Still great compared to the cost of HDR files, and comparable to the binaries we're using to decode Basis and Draco compression, so I'm not withdrawing the compliment. :)

I'm preparing an upgrade of the library with a pure-js implementation of the jpeg decoder, so: no wasm for general usage!

Will be interested to check that out!

elalish commented 1 year ago

Excellent work! This looks like everything we need for an efficient decoding solution in three. Thanks for reducing dependencies!

daniele-pelagatti commented 12 months ago

@krispya

You have sparked my interest on the KTX topic: I did a quick test with 8k KTX textures reconstructing an HDR image using the gain map technique, seems to work nicely!

https://monogrid.github.io/gainmap-js/ktx.html

if the decoded renderTarget could be used directly with EquirectangularReflectionMapping as scene.background the trick would be completely done in the GPU, I repeat, I'm not sure why it can't be used that way, I'm sure there's a good reason.

Another quirk is that the KTX texture seems flipped on the Y axis, I'm flipping the scene.background texture but I'm not sure if the envMap is generated upside down (also the debug plane seems white?)

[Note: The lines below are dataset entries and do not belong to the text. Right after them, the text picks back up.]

PR #132, opened 2018-06-01
added new notebook for glint correction

SnowyH:


robbibt:
@BexDunn I think it might just be that it's a big notebook so Github sometimes doesn't load it properly... it worked OK when I tried this morning:
capture

PR #133, opened 2018-06-03
Update Landsat and PQ notebooks to close #118, #109 & #73 

### LINKED ISSUE #73: Better organisation for loose images in dea-notebooks/DEA_datasets
The new Landsat notebooks come with some extra local images that are currently located at `dea-notebooks/DEA_datasets`. I can see that some of these "GettingStarted..." notebooks might need local files like this, but I think we might want to organise them a bit better. Perhaps they could all be stored in a folder in that directory? Something like:

`dea-notebooks/DEA_datasets/images`

@asivapra @CEKrause

### LINKED ISSUE #109: Update GettingStarted notebooks to use DEA functions instead of hardcoding
Currently some of the example notebooks (e.g. "GettingStartedWithLandsat5-6-7") use older versions of the DEA functions that have been hard-coded into the notebook. 

Instead, we should use the existing DEA module functions.

### LINKED ISSUE #118: Need to add -999 as nodata for NBAR in GettingStartedWithLandsat5-7-8 notebook
The `GettingStartedWithLandsat5-7-8.ipynb` notebook currently includes "Note that the NBAR-T data inserts a missing value (-999) into the dataset to denote a terrain shadow. This should be converted to a NaN value before using this data to avoid treating it as a valid value."

However, NBAR also includes -999 values for nodata. This should be covered both in the dataset description **and** in the actual code examples.

robbibt:
I've added a chunk of extra description specific to DEA's Landsat archive (rather than just generic Landsat), and some extra examples of basic data manipulation (e.g. band index calculation).

For PQ, I've fixed up the description of PQ masking to include a step-by-step example that steps through buildings a progressively more complete/complex mask.

Renamed Intro to HLTC and ITEM notebooks.

Moved image files into a subfolder to prevent folder from getting filled with loose files.


robbibt:
Closes #118, #109, #73

robbibt:
(Images in Intro to Landsat 5, 7, 8 won't load until after the pull request is accepted, but they render on this staging branch so everything should be good!)

robbibt:
Closes #109 
Closes #73

PR #138, opened 2018-06-05
Update notebook to work with latest versions of animation functions

robbibt:


robbibt:
Ahh, overwrote some earlier changes. Will fix!

robbibt:
OK, ready to go now

PR #164, opened 2018-06-27
Hovmoller TCI notebooks

BexDunn:
Multi site and single site hovmoller workflow notebooks, demonstrating how to load rainfall data and plot a hovmoller with TCI, monthly and yearly  rainfall, and thresholded TCI.


robbibt:
So cool! Just need an index update and it's good to go!

BexDunn:
thanks Robbie!

PR #170, opened 2018-06-29
Fractional cover quantiles notebook

BexDunn:
Fractional cover quantiles notebook. last of the basic notebooks on my list


BexDunn:
I will fix  :)

PR #183, opened 2018-08-03
Add the getting started notebooks from the DEA repo

omad:
- Also fix some restructured text issues

See new structure and example output at https://damien-dea-docs.netlify.com


omad:
*updated*

Renamed all the directories so that they're in the right order in the Table of Contents.

Have also updated the preview.

PR #197, opened 2018-08-29
Update links and README

CEKrause:


BexDunn:
You're getting the weird concatenate error from the current version of xarray and it's printing out a whole lot of nasty error statements: may be try re-running it with the older version of dea>?

ValueError: The truth value of an array with more than one element is ambiguous. Use a.any() or a.all()

CEKrause:
Thanks @BexDunn. Try now.

PR #199, opened 2018-08-29
Makesuppfolder

BexDunn:
I have moved all the images and data of which I am aware out of individual folders and into two new folders within the new Supplementary_Data folder. If you can't spell supplementary I'm sorry, please use tab complete ;)


robbibt:
Can I be a horribly annoying person and ask that we rename the directory to `Supplementary_data` without the second capital? That way it matches the format of the other folders (i.e. `08_Outputting_data`)...

BexDunn:
done!

PR #205, opened 2018-08-30
Update the READMEs with additional info and caveats

CEKrause:


CEKrause:
@BexDunn syntax error now fixed! :)

PR #206, opened 2018-08-30
Add small note at top of non-reproducible grad notebooks

robbibt:


BexDunn:
I suggest additionally removing the color formatting, as it doesn't display on github

PR #208, opened 2018-08-30
Update FindingDams notebook

robbibt:
Updated reference to scripts directory
Fixed minor bug where wet observations were summed across bitflags rather than booleans


robbibt:
Got rid of the '100' multiplier so that the '0.05' proportion test works correctly (i.e. doesn't compare percents with proportions)

BexDunn:
-wofs plot too?

PR #210, opened 2018-09-11
adding the doctesting ability to the end of the file. Run {filename}.…

BexDunn:
This adds doctest (apparently the base level unit testing thing) to the end of our modules.
--This should only run when you run the script.
 Run {filename}.py to test the file
--I don't think this breaks anything.

**You can put your examples in the docstring and doctest will run them as tests!!!**

```
# If the module is being run, not being imported! 
# to do this, do the following
# run {modulename}.py)

if __name__=='__main__':
#print that we are running the testing
    print('Testing..')
#import doctest to test our module for documentation
    import doctest
    doctest.testmod()
    print('Testing done')
```

https://docs.python.org/3/library/doctest.html#module-doctest

### DIFF
--- a/10_Scripts/BandIndices.py
+++ b/10_Scripts/BandIndices.py
@@ -191,4 +191,15 @@ def tasseled_cap(sensor_data, tc_bands=['greenness', 'brightness', 'wetness'],
 
     return output_array
        
-       
+
+# If the module is being run, not being imported! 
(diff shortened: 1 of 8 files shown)


robbibt:
Fingers crossed nothing breaks! It shouldn't unless we run the script from command line

PR #1152, opened 2023-11-22
Implement comprehensive GitHub Actions integration tests using prod DEA ODC database

omad:
### Proposed changes

This PR makes use of some AWS infrastructure I've setup to enable GitHub Actions to connect to the Production DEA ODC PostgreSQL database.

This will allow us to run automated tests of all our code and notebooks using real data, without having to maintain an extracted subset, or any other awkward workarounds.

It uses the existing [OIDC authentication to AWS](https://docs.github.com/en/actions/deployment/security-hardening-your-deployments/configuring-openid-connect-in-amazon-web-services) to create a temporary network tunnel using [Basti](https://www.basti.app/).

### Additional updates from @robbibt (10/02/2024)

Added scheduled entire-repo integration testing:

- Break repo testing into discrete sections (Beginner's guide, DEA products etc) which are run in parallel using a matrix strategy. This reduces the 4+ test run time down to <1 hour 
- Test against both `latest` and `stable` Sandbox images
- Run entire test suit on a regular schedule using Github Actions `cron` capability (needs fine tuning

New tests run each PR:
- Test only modified notebooks + DEA Tools on each PR for faster testing

Minor fixes:
- Fixed several Jupyter Notebooks that were revealed as broken by the tests

image


robbibt:
Ready for review @benjimin: for the first time (and huge thanks to @omad) we now have comprehensive integration testing across the entire of DEA Notebooks!

For now I've put the scheduled tests on [an hourly cron job](https://github.com/GeoscienceAustralia/dea-notebooks/pull/1152/files#diff-b3467655c955d96edd47cbda20b6731cc2b2992fa3994077a3ff6ee1191cac37R12), which is obviously major overkill - I'll reduce it down to something more reasonable once we merge this PR and test it all works.

robbibt:
@JM-GA @emmaai Would also be great to get your review or a quick look at this: this new testing framework replaces the bespoke custom database we used to use in our tests with direct access to the prod database, allowing us to expand our tests to the entire DEA Notebooks repository (compared to just a hand picked selection of notebooks).

(you can ignore changes to `How_to_guides`, `Real_world_examples` and `Scalable_machine_learning`; they are fixes to broken notebooks that were identified by the tests)

benjimin:
I would have been inclined to unbundle unrelated changes (e.g. various notebook modifications versus totally new CI) but not a deal breaker.

I'm curious whether in future it might be cleaner to use native GitHub Actions support for running jobs in arbitrary containers, rather than invoking docker explicitly, but can explore that at another stage.

Keen to have this merged and see how it performs in practice.

robbibt:
> I would have been inclined to unbundle unrelated changes (e.g. various notebook modifications versus totally new CI) but not a deal breaker.

Yep, fair enough - I didn't originally intend to make those changes, but wanted to see if I could get the entire test suite to pass once they came up as failed notebooks.

> I'm curious whether in future it might be cleaner to use native GitHub Actions support for running jobs in arbitrary containers, rather than invoking docker explicitly, but can explore that at another stage.

Happy to take advice on this and very open to improving it in the future - I've just used Damien's code here for now (I did manage to remove our Docker Compose code here though, as we no longer need it for generating a temporary test database).

omad:
> I'm curious whether in future it might be cleaner to use native GitHub Actions support for running jobs in arbitrary containers, rather than invoking docker explicitly, but can explore that at another stage.

It might be possible, but wouldn't be trivial.

I think you'd probably want `basti` running within a GHA Service container, which would have to be responsible for doing the OIDC dance with AWS to get credentials. Although, I'm not even sure that's possible. At the least I think it'd need a custom image.

There's also a challenge with getting the image, since that's also using OIDC to authenticate with AWS, and the GHA workflow syntax expects username/password instead.

Or maybe you could keep it much the same, but run `basti` on the host, except that might not work because the code running in the container might not be able to access ports exposed on the host. Not sure.

robbibt (approved):
Merging now to test cron scheduling functionality - happy to revisit and make any further changes as subsequent PRs.

Thanks so much for your help @omad!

I've read somewhere KTX textures need to be flipped manually, I'll see what I can do on my side in the decoding shader maybe.

elalish commented 12 months ago

Keep in mind that KTX doesn't really help here - it's not any smaller over the wire, it's only smaller in GPU memory. However, since we have to process these images on the GPU and the GPU can't write to compressed textures, there is no GPU memory savings. In this case JPEG will actually give better performance.

Mugen87 commented 11 months ago

With #27183 and #27230 merged, I guess this issue can be closed. Excited to see Ultra HDR with r159!